​​The Stats Guy: Two quick data games to help you rediscover what life is all about

Your life didn’t begin with your birth or your conception. It began with your parents, your grandparents, an endless line of ancestors really.

Your life didn’t begin with your birth or your conception. It began with your parents, your grandparents, an endless line of ancestors really. Image: Getty, TND

An occupational hazard of working as a demographer is to think about death a little too much. To balance things out, demographers think about life a lot too. For today’s column, we will play two simple number games. One game will help you appreciate how big and magnificently far-reaching your life is, while the other will make you question your life choices.

Let’s start with the fun and life-affirming one.

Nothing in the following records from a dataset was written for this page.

PR #441, opened 2023-08-21
ENG-12435 -Uptake of new Listener API with override repo tls flag and tls mode.

gengdahlCyral:
Update terraform providers to use new Listener API with override repo tls flag and tls mode.

## Description of the change

> Description here

## Type of change

### Development

- [ ] Lint rules pass locally

### Code review

### Testing

> Description of testing


cyral/resource_cyral_sidecar_listener.go
```diff
@@ -402,5 +418,22 @@ func getSidecarListenerSchema() map[string]*schema.Schema {
...
+				"Default value generated by API if not provided. ",
+			Type:     schema.TypeBool,
+			Optional: true,
+			Computed: true,
+		},
+		TlsModeKey: {
+			Description: "TLS mode. " +
+				"Default value generated by API if not provided. " +
+				"Note! This field is in effect only if OverrideRepoClientTlsSettings is set to true or the listener " +
+				"is a SMART port (enabled in more than one binding). " +
```
VictorGFM, line 432: **Suggestion:** Is there a link in our public doc regarding smart ports? Might be interesting to add this link in this description as a reference for customers that want to understand how it works. I would also recommend adding a reference to the `cyral_repository_binding` resource here, something like:
```suggestion
				"is a SMART port (enabled in more than one binding - see [`cyral_repository_binding`](../resources/repository_binding.md)). " +
```

cyral/resource_cyral_sidecar_listener.go
```diff
@@ -402,5 +418,22 @@ func getSidecarListenerSchema() map[string]*schema.Schema {
...
 			},
 		},
+		OverrideRepoClientTlsSettingsKey: {
+			Description: "Override TLS settings defined in the repo. " +
+				"Default value generated by API if not provided. ",
+			Type:     schema.TypeBool,
+			Optional: true,
+			Computed: true,
+		},
+		TlsModeKey: {
```
VictorGFM, line 428: @gengdahlCyral could you please also add validation for the possible values that are valid for this field? I understand that the API already does this validation and that it is easier to maintain if we don't duplicate the validation here in the terraform provider, but since the validation messages returned by the API are often not clear enough, adding a validation that is computed during the terraform plan instead of during the execution, and that also provides a proper message that explicitly mentions the error and which values are allowed for this field would improve the terraform provider UX overall, which is something we are aiming for in a recent conversation that I had with @wcmjunior. The validation could be something like:
```Go
ValidateFunc: validation.StringInSlice(tlsModes(), false),
```

cyral/resource_cyral_sidecar_listener.go
```diff
@@ -402,5 +418,22 @@ func getSidecarListenerSchema() map[string]*schema.Schema {
...
+			Description: "TLS mode. " +
+				"Default value generated by API if not provided. " +
+				"Note! This field is in effect only if OverrideRepoClientTlsSettings is set to true or the listener " +
```
VictorGFM, line 431:
```suggestion
				"Note! This field is in effect only if `override_repo_client_tls_settings` is set to `true` or the listener " +
```

VictorGFM (commented):
Changes look good @gengdahlCyral, I just have a few suggestions to improve the resource usability and the docs a little bit.

cyral/resource_cyral_sidecar_listener.go
wcmjunior: Regarding the link to our public docs, please refer to the latest version instead of some specific release.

My older grandfather, long passed, of course, was born in 1904. My father was born in 1953, I was born in 1983, and my son was born in 2020. I might have another kid in say 2024. This potential second kid might have their last child in 2064. Assuming I eat enough veggies and make it to 2064, I could spend a handful of years with my youngest grandkid. This kid could easily live until the age of 90 and die in 2154.

This means I directly touch 250 years of history – all the way from 1904 to 2154. From my grandfather to my grandchild. Imagine how different 1904 will be from 2154, yet I am directly linked to these two points in history.

Do the calculation for your own circumstances. If you met your great-grandparents or are a great-grandparent, your life can easily touch 300 years of history.

Your life didn’t begin with your birth or your conception. It began with your parents, your grandparents, an endless line of ancestors – all the way back to the Big Bang if you want to follow the Big History approach. In the same way your life doesn’t end with your death. The people you touched are keeping your memory alive and you become their link back to the past (the ancient year of 1983 in the case of my grandchild).

This exercise always elevates my perspective and allows me to see myself in a bigger context.

Our second number game is a bit more morbid. The idea comes from an old blog post by Tim Urban that is totally worth reading.

Let’s assume that you will live to be 90. That gives you 4,680 weeks to make something of your life, to live, to love, to chase your dreams, to leave a legacy.

For full effect, you will want to print out the graphic below and cross out all the weeks you already lived through. It’s a rather confronting experience. As your pen moves across the paper, you relive milestones. My first active memory (at least that’s what I tell myself) is my fourth birthday. The pen races through my childhood years. Memorable family holidays are reduced to a square or two. My first love only gets a few boxes. Character-shaping hiking trips with my best friends only get another few boxes. Studying abroad in the US, half a line. I moved to Australia 15 years ago. That’s more than a third of my life and yet it takes almost no time to cross out these boxes.

The pen races through 13 years of relationship. Has it been so long already? How time flies! My son turns three this month – he has way more boxes ahead of him.

You can’t do this exercise without questioning your choices. I find myself taking stock as I move the pen across these empty lines.

Ultimately the remaining few white boxes feel rather precious. You promise to not rush through them. I did this exercise years ago and repeated the fun in preparation for this column. Turns out I am still rushing through my little white boxes.

A 90 year human life

Source: Tim Urban on

Why is this Stats Guy talking about what working with data feels like? Because data is boring. It’s always the stories, feelings, opportunities, and pain hiding behind numbers that are of interest.

The German Romantics were a group of thinkers in the 18th century who saw science enter mainstream thinking. Everything was analysed, catalogued, and explained. The Romantics didn’t turn their backs on science but pointed out that nature must be felt and experienced to be fully understood.

Collecting samples for scientific study is important, but so is climbing mountains and being overwhelmed by the experience. The world must be felt and measured. The same is true for working with data. You gotta collect good data and get those calculations right, but you also must feel and empathise with the stories that emerge.